As you may recall, the goal of a deductive inference is to affirm some conclusion with absolute certainty. Two things have to happen for this goal to be realized in a particular deductive argument. First, the premises have to true. Second, the logical form of the premises has to have a property called validity. If successful deductive argument has true premises and a valid structure. An argument with these two features is called sound.

Let's set the question of the truth of the premises aside for now so that we can focus on the logical forms typically found in deductive arguments. These forms are useful for structuring your own thought or for seeing logical form in things you read or hear. A simple form, called Modus Ponens, involves one premise which establishes an "if . . . then" relationship between two claims and then, a second premise, which asserts the claim in the "if" clause of the first premise. If you have premises with this form, you can infer consequent of the first conditional as the conclusion.

For example,

P1. If Tim is a new student, then he should expect to feel confused.

P2. Tim is a new student

C: Tim should expect to feel confused.


Another pattern involving conditionals requires the same first premise, a conditional, and then, for the second premise, you deny the consequent of the conditional in the first premise. If you have this structure, you can infer the negation of the antecendent of the conditional in the first premise.

For example,

P1. If wishes were horses, then pigs would fly.

P2. Pigs can't fly.

C: Wishes aren't horses.


Formalizing Deductive Logical Structure

These two arguments in our example both follow deductive valid patterns. Since we focusing on the patterns (or logical structure) of the premises, it might help to abstract from the natural language (English, in this case) at work in the premises. After all, when we talk about structure, we don't really care about the content of the claims. So, if we replaced claims with capital letters, the first example looks like this:

P1. A --> B

P2. A

C: B

And the second pattern looks like this:

P1. A --> B

P2. Not B

C: Not A

Because these are valid patterns, if the premises are true, the conclusion of the argument must be true. Recall that validity is the property of deductive arguments that guarantees that the premises will never be true while the conclusion is false. Within logic (see " Propositional Logic") this is explained in terms of the truth table for the argument. Here, we simply introduce the patterns which the tables demonstrate to be valid.

Basic Logical Forms

Modus Pollens

1. P --> Q

2. P

C. Q

Modus Tollens

1. P --> Q

2. ~Q

C. ~P

Disjunctive Syllogism

1. P v Q

2. ~P

C. Q

Hypothetical Syllogism

1. P --> Q

2. Q --> R

C. P --> R

Double Negation

1. ~~P

C: P


The first two patterns, Modus Ponens and Modus Tollens, come up alot in reconstruction. One of the most basic ways to get an argument going is to connect two claims in a conditional (if ... then) structure.

Disjunctive Syllogism involves affirming that two claims are in an "either or" relationship.
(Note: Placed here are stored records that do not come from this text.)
PR #1005, opened 2017-01-26
Updated notifyRevisionStatus's success pop-up to be dismissable

zardra:
Added `dismissable: true` to `notifyRevisionStatus` so that Publish to Phabriactor dialog remains until user dismisses it.

### DIFF
--- a/pkg/nuclide-diff-view/lib/utils.js
+++ b/pkg/nuclide-diff-view/lib/utils.js
@@ -519,6 +519,7 @@ function notifyRevisionStatus(
       text: 'Open in Phabricator',
     }],
     nativeFriendly: true,
+    dismissable: true,
   });
 }
 


mostafaeweda:
@zardra that was the case initially, but was removed in response to user feedback - please revise https://github.com/facebook/nuclide/commit/89e4838e026e0474e74caacbf2dd1b0474666828

JoelMarcey:
@mostafaeweda Did you mean "revert" that commit?

cc @jgebhardt 

Could we have a nuclide setting that can be toggled with respect to dialogs (or just this dialog) as a happy medium? Or is that too granular of a setting?

mostafaeweda:
Now that the console has clickable links (came in the last release) to go to the created/updated revision - I'd say it's totally fine if the dialog goes away, because you can use the console to go there.
However, a config option is also fine with me.  My point is: 89e4838 was done in response to user feedback, so we shouldn't just revert it.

In the second premise, you deny the truth of one of the claims and then conclude the other. Again, this is a pattern you will see within rationales as you become more sensitive to argumentative patterns.

Hypothetical Syllogism may remind you of the "transitive property" in math (for example, if 3 is greater than 2 and 2 is greater than 1, then 3 is greater than 1). In this case, it simply affirms that "chain reasoning" is valid.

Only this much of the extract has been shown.